Saved data entries
PR #754, opened 2024-09-09
Add Page property to control pagination. Add asynchronous support for GetCommits, GetCommit, and GetCommitDiff

ingshak:
Added a `Page` property to control pagination, helping to avoid unnecessary data fetches.
Introduced asynchronous support for the following methods: GetCommits, GetCommit, and GetCommitDiff.

### DIFF
--- a/NGitLab.Tests/RepositoryClient/RepositoryClientTests.cs
+++ b/NGitLab.Tests/RepositoryClient/RepositoryClientTests.cs
@@ -1,11 +1,13 @@
 ﻿using System;
 using System.Collections.Generic;
+using System.Collections.Specialized;
 using System.Formats.Tar;
 using System.Globalization;
 using System.IO;
 using System.IO.Compression;
 using System.Linq;
 using System.Threading.Tasks;
+using System.Web;
 using NGitLab.Models;
 using NGitLab.Tests.Docker;
 using NUnit.Framework;
@@ -58,6 +60,20 @@ public class RepositoryClientTests
 
     [Test]
     [NGitLabRetry]
+    public async Task GetCommitBySha1Async()
+    {
+        using var context = await RepositoryClientTestsContext.CreateAsync(commitCount: 2);
+
+        var sha1 = context.Commits[0].Id;
+        var commit = await context.RepositoryClient.GetCommitAsync(sha1);
+        Assert.That(commit.Id, Is.EqualTo(sha1));
+        Assert.That(commit.Message, Is.EqualTo(context.Commits[0].Message));
+        Assert.That(commit.WebUrl, Is.EqualTo(context.Commits[0].WebUrl));
+        Assert.That(commit.WebUrl, Is.Not.Null);
+    }
+
+    [Test]
+    [NGitLabRetry]
     public async Task GetCommitBySha1Range()
     {
         using var context = await RepositoryClientTestsContext.CreateAsync(commitCount: 5);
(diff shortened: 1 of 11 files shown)


NGitLab.Tests/RepositoryClient/RepositoryClientTests.cs
```diff
@@ -99,6 +137,35 @@ public async Task GetCommitsSince()
...
 
+    [Test]
+    [NGitLabRetry]
+    public async Task GetCommitsSinceAsync()
+    {
+        // Arrange
+        using var context = await RepositoryClientTestsContext.CreateAsync(commitCount: 5);
+
+        var defaultBranch = context.Project.DefaultBranch;
+        var since = DateTime.UtcNow;
```
louis-z, line 148: Unless I'm missing something, the test here will collect no commit whatsoever. To truly test this, you should create a few (e.g. 5) commits over a small period of time, say one every 200 ms, and then list commits from the creation time of one of the middle commits.

NGitLab.Tests/RepositoryClient/RepositoryClientTests.cs
```diff
@@ -99,6 +137,35 @@ public async Task GetCommitsSince()
...
+        List<Commit> commits = new();
+        await foreach (var commit in context.RepositoryClient.GetCommitsAsync(commitRequest))
+        {
+            commits.Add(commit);
+        }
+
+        // Assert
+        var lastRequestQueryString = context.Context.LastRequest.RequestUri.Query;
+
+        Assert.That(lastRequestQueryString, Does.Contain($"since={expectedSinceValue}"));
```
louis-z, line 166: This assertion has little value. What's more relevant is that we do get only the commits from `since`...

NGitLab.Tests/RepositoryClient/RepositoryClientTests.cs
```diff
@@ -122,6 +189,33 @@ public async Task GetCommitsDoesntIncludeSinceWhenNotSpecified()
...
+        List<Commit> commits = new();
+        await foreach (var commit in context.RepositoryClient.GetCommitsAsync(commitRequest))
+        {
+            commits.Add(commit);
+        }
+
+        // Assert
+        var lastRequestQueryString = context.Context.LastRequest.RequestUri.Query;
+
+        Assert.That(lastRequestQueryString, Does.Not.Contain("since="));
```
louis-z, line 216: Again, I'm not sure this assertion is relevant... I would probably remove that test altogether.

NGitLab.Tests/RepositoryClient/RepositoryClientTests.cs
```diff
@@ -147,6 +241,35 @@ public async Task GetCommitsUntil()
...
     }
 
+    [Test]
+    [NGitLabRetry]
+    public async Task GetCommitsUntilAsync()
+    {
+        // Arrange
+        using var context = await RepositoryClientTestsContext.CreateAsync(commitCount: 5);
+
+        var defaultBranch = context.Project.DefaultBranch;
```
louis-z, line 251: Again, I would stagger the creation commits over a short period of time and validate that specifying `until` works as expected.

NGitLab.Tests/RepositoryClient/RepositoryClientTests.cs
```diff
@@ -170,6 +293,178 @@ public async Task GetCommitsDoesntIncludeUntilWhenNotSpecified()
         Assert.That(lastRequestQueryString, Does.Not.Contain("until="));
     }
 
+    [Test]
+    [NGitLabRetry]
+    public async Task GetCommitsDoesntIncludeUntilWhenNotSpecifiedAsync()
```
louis-z, line 298: Remove test?

NGitLab.Tests/RepositoryClient/RepositoryClientTests.cs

- **Directions for this task**
Filter the data, keeping only the lines that contain "Again".

- **Answer box**
louis-z, line 216: Again, I'm not sure this assertion is relevant... I would probably remove that test altogether.
louis-z, line 251: Again, I would stagger the creation commits over a short period of time and validate that specifying `until` works as expected.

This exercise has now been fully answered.